▸ Aim of the task
Pull every line holding the word "should" out of the data and copy it.

------------------------------------------------------------

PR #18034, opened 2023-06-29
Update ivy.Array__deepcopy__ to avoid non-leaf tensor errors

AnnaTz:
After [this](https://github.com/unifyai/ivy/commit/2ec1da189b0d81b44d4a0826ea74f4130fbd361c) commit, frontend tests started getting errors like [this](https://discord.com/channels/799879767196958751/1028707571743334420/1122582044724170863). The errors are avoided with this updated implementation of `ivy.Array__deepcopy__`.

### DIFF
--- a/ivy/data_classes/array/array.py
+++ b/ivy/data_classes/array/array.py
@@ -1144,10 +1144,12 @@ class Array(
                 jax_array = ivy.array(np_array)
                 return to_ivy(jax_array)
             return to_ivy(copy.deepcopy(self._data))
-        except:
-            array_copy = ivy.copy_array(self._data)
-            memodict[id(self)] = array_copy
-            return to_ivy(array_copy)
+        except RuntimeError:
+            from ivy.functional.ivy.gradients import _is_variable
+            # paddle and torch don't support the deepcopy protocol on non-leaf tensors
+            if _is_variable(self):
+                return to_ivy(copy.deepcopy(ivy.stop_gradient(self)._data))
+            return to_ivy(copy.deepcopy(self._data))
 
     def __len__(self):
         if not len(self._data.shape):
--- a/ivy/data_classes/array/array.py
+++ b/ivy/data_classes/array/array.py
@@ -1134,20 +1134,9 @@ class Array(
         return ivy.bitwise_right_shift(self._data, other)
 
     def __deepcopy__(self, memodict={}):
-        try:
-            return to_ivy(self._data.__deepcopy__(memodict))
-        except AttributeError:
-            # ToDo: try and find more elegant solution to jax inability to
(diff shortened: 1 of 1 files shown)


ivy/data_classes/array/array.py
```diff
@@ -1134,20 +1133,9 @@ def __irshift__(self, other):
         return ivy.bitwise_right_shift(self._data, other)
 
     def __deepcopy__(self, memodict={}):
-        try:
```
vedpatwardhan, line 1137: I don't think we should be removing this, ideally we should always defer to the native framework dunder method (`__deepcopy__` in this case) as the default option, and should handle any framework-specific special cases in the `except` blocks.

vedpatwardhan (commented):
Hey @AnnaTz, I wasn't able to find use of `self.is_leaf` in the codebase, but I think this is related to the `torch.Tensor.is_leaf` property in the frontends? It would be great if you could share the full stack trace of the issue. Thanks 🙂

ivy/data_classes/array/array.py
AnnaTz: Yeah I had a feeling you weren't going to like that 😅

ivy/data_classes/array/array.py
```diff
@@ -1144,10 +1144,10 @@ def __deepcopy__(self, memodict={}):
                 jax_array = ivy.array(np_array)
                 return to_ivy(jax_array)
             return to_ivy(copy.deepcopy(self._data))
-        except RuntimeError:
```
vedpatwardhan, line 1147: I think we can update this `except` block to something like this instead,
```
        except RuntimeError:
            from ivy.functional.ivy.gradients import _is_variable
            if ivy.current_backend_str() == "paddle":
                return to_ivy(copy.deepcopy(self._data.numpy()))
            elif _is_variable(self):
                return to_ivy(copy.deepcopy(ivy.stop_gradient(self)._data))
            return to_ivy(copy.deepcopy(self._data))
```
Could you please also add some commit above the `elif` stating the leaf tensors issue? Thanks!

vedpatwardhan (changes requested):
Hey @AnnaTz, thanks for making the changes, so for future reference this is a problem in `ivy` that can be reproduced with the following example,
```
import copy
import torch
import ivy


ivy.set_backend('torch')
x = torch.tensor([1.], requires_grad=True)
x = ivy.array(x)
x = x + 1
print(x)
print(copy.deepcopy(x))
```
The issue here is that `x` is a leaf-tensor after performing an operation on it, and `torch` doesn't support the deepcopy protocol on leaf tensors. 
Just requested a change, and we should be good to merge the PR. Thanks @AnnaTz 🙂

------------------------------------------------------------

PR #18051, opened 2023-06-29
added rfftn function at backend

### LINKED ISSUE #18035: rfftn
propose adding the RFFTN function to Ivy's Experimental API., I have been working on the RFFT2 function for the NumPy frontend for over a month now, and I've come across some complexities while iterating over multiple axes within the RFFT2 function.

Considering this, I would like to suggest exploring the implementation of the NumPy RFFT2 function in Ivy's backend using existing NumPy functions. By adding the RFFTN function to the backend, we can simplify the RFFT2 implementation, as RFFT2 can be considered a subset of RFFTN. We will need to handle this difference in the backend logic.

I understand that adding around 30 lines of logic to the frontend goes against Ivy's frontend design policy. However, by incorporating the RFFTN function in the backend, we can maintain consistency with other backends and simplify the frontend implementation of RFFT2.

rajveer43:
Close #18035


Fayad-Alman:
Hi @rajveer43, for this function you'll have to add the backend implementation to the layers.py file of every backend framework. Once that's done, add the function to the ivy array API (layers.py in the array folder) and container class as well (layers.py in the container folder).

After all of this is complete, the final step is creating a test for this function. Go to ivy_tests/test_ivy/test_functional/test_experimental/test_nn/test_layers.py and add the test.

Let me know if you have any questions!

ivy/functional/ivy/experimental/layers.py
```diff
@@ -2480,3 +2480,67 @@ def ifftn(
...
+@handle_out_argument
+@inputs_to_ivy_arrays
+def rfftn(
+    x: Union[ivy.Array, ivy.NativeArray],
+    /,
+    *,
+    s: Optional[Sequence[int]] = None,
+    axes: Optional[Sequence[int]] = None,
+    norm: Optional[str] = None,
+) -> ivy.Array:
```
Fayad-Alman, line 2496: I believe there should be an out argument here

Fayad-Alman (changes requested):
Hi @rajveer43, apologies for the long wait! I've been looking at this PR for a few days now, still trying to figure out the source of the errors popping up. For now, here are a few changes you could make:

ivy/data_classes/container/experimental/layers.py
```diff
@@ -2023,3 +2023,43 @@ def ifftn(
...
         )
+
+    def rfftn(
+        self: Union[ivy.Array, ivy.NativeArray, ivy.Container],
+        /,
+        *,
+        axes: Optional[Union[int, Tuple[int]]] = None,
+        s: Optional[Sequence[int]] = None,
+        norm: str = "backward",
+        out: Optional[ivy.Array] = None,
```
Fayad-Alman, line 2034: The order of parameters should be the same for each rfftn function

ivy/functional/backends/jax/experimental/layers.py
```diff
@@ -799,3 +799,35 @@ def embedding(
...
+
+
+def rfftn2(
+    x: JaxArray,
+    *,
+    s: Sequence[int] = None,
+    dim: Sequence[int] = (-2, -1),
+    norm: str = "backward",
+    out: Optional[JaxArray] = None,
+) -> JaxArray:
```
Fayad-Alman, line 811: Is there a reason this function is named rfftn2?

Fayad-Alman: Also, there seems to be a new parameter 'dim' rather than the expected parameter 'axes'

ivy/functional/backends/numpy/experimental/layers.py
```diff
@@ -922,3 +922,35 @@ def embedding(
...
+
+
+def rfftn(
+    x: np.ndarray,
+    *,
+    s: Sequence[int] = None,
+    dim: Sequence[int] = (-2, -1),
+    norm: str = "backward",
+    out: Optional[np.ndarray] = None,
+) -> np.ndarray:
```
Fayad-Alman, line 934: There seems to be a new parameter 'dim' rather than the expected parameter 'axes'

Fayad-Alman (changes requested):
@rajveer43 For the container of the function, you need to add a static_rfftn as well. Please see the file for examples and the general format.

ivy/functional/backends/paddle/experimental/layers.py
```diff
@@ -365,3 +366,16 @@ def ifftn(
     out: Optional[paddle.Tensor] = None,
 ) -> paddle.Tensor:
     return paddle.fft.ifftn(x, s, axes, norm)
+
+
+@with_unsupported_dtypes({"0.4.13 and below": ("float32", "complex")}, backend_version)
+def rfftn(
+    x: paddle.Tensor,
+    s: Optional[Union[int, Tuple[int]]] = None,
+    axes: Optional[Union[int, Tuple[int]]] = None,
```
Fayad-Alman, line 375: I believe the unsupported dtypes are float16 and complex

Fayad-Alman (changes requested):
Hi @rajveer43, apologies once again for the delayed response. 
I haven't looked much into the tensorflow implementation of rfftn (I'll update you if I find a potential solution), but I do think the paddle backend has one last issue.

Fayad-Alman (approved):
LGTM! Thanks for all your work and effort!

------------------------------------------------------------

▸ Answer section
vedpatwardhan, line 1137: I don't think we should be removing this, ideally we should always defer to the native framework dunder method (`__deepcopy__` in this case) as the default option, and should handle any framework-specific special cases in the `except` blocks.
Just requested a change, and we should be good to merge the PR. Thanks @AnnaTz 🙂
Fayad-Alman, line 2496: I believe there should be an out argument here
Fayad-Alman, line 2034: The order of parameters should be the same for each rfftn function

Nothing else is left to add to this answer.